External risk intelligence

PHP-FPM Remote Code Execution Vulnerability.

CVE advisoryKnown Exploit

CVE-2019-11043

A vulnerability in PHP-FPM, under specific Nginx configurations, allows remote code execution. This could impact organizations by enabling attackers to compromise systems and data. The realistic business risk involves potential unauthorized access and control over affected web infrastructure.

4Halo Surface Signal

Buffer Overflow

Php

7.1.0 to before 7.1.337.2.0 to before 7.2.247.3.0 to before 7.3.1112.0414.0416.0418.0419.0419.109.010.0293031before 5.19.01.08.06.07.07.78.18.28.48.6;...

External exposure likelihood

Halo Surface Signal score for CVE-2019-11043

This vulnerability affects PHP-FPM, which is a core component used to process dynamic web requests in standard, high-traffic web server architectures. Because PHP-FPM is commonly deployed to handle requests arriving at public-facing web servers and application gateways, the vulnerable interface is frequently reachable from the internet in common deployment patterns.

Horizon Alert

Summary of the vulnerability and why it matters

Certain configurations of PHP's FastCGI Process Manager (FPM) contain a flaw that allows unauthorized code execution. This vulnerability arises from a buffer overflow condition within the FPM module. Exploiting this flaw could lead to significant business risk through unauthorized access and control of affected systems.

PHP FastCGI Process Manager (FPM)
Buffer overflow allows remote code execution
Unauthorized system access and control

Attack Path

How an attacker could exploit the issue

Certain configurations of PHP-FPM can allow an attacker to execute remote code. This occurs when the FPM module writes beyond its allocated buffer, overwriting data intended for the FCGI protocol. This could impact systems by allowing unauthorized code execution, potentially leading to data compromise or system control.

Exposed PHP-FPM configuration.
Unauthenticated network access.
Triggering a buffer overflow.

Live Threat

Current exploitation, exposure, and threat context

This vulnerability presents a significant risk due to its potential for remote code execution, allowing attackers to compromise systems without prior access. The exploitation of this vulnerability is straightforward, requiring only network access and no user interaction. Its widespread use in web infrastructure means that many organizations are potentially exposed.

Attackers with low skill can exploit.
No special access or conditions needed.
High business risk, treat as urgent.

Priority actions

Operational Fix

Recommended remediation, mitigation, and detection steps

This vulnerability in PHP's FastCGI Process Manager (FPM) could allow an attacker to execute arbitrary code on affected systems. Given the potential for remote code execution, prompt action is necessary to mitigate business risk. Organizations should prioritize identifying all systems utilizing the vulnerable PHP versions and configurations, then take steps to reduce or isolate exposure.

Locate all PHP-FPM installations.
Restrict network access to FPM.
Apply vendor updates and verify.
Monitor for unusual activity.

Frequently asked questions

What is PHP FastCGI Process Manager (FPM)?

PHP's FastCGI Process Manager (FPM) is a component used to handle dynamic web requests. It's often employed in web server architectures to efficiently process PHP code, making websites and applications function.

What kind of weakness does CVE-2019-11043 describe?

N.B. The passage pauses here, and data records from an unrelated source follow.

PR #478, opened 2016-10-22
Move Microsoft.NETCore.App to 1.0.3

gkhanna79:
With the 1.0.2 LTS out, move Core-Setup and M.N.App to 1.0.3.

@weshaggard @schellap PTAL

@dagood Once we merge this PR, we will need to force a maestro update in CoreSetup 1.0.0 to pickup the latest packages from CoreCLR and CoreFX 1.0.0 branches.

FYI - @Petermarcu @leecow

PR #500, opened 2016-10-24
Publish PlatformAbstractions and DependencyModel packages to Azure

wtgodbe:
CC @gkhanna79 @dagood @livarcocc 

This change should allow us to publish the Microsoft.Dotnet.PlatformAbstractions and Microsoft.Extensions.DependencyModel packages to Azure - from there they'll be picked up by core-setup's finalizer step and published to MyGet, meaning we'll need to disable the 'nuget publisher' step in the Windows builds. To account for only wanting to publish the signed, Windows versions of these packages, we'll set a variable named "SIGNED_PACKAGES" to 'true' in the Windows signing build definitions, and 'false' in all others. 

Also, does anyone have an idea for a better target name than 'PublishSignedPackages'?

### DIFF
--- a/build_projects/dotnet-host-build/PublishTargets.cs
+++ b/build_projects/dotnet-host-build/PublishTargets.cs
@@ -230,6 +230,7 @@ namespace Microsoft.DotNet.Host.Build
             nameof(PublishTargets.PublishDotnetDebToolPackage),
             nameof(PublishTargets.PublishDebFilesToDebianRepo),
             nameof(PublishTargets.PublishCoreHostPackages),
+            nameof(PublishTargets.PublishManagedPackages),
             nameof(PublishTargets.PublishSharedFrameworkVersionBadge))]
         public static BuildTargetResult PublishArtifacts(BuildTargetContext c) => c.Success();
 
@@ -274,6 +275,22 @@ namespace Microsoft.DotNet.Host.Build
                 var hostBlob = $"{Channel}/Binaries/{SharedFrameworkNugetVersion}/{Path.GetFileName(file)}";
                 AzurePublisherTool.PublishFile(hostBlob, file);
                 Console.WriteLine($"Publishing package {hostBlob} to Azure.");
+            }
+
+            return c.Success();
+        }
+
+        [Target]
+        public static BuildTargetResult PublishManagedPackages(BuildTargetContext c)
+        {
+            if (EnvVars.Signed)
+            {
+                foreach (var file in Directory.GetFiles(Dirs.Packages, "*.nupkg"))
+                {
+                    var hostBlob = $"{Channel}/Binaries/{SharedFrameworkNugetVersion}/{Path.GetFileName(file)}";
+                    AzurePublisherTool.PublishFile(hostBlob, file);
+                    Console.WriteLine($"Publishing package {hostBlob} to Azure.");
+                }
             }
 
             return c.Success();
--- a/build_projects/shared-build-targets-utils/Utils/EnvVars.cs
+++ b/build_projects/shared-build-targets-utils/Utils/EnvVars.cs
@@ -7,6 +7,8 @@ namespace Microsoft.DotNet.Cli.Build
     {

CVE-2019-11043 describes a buffer overflow vulnerability. This happens when a program attempts to write more data into a memory buffer than it was allocated to hold, potentially overwriting adjacent memory and leading to issues like remote code execution.

How could an attacker trigger the PHP-FPM vulnerability?

An attacker could trigger this vulnerability by sending specially crafted requests to a PHP-FPM setup. The vulnerability occurs when the FPM module writes data past its intended buffer into space reserved for protocol information, which can be exploited for remote code execution.

Who should be concerned about CVE-2019-11043's impact?

Organizations using PHP-FPM, especially in internet-facing web servers, should be concerned. The Halo Surface Signal indicates this vulnerability is likely reachable from the internet, meaning external attackers could potentially exploit it.

What is the first step to address this PHP-FPM vulnerability?

The primary step for those running affected PHP versions is to apply updates provided by the vendor. Keeping PHP updated to a version that resolves this vulnerability is crucial for mitigating the risk.

References

Written by Nicholas Merritt

External-surface CVE analysis and Halo Surface Signal prioritization for Halo Threat Intelligence.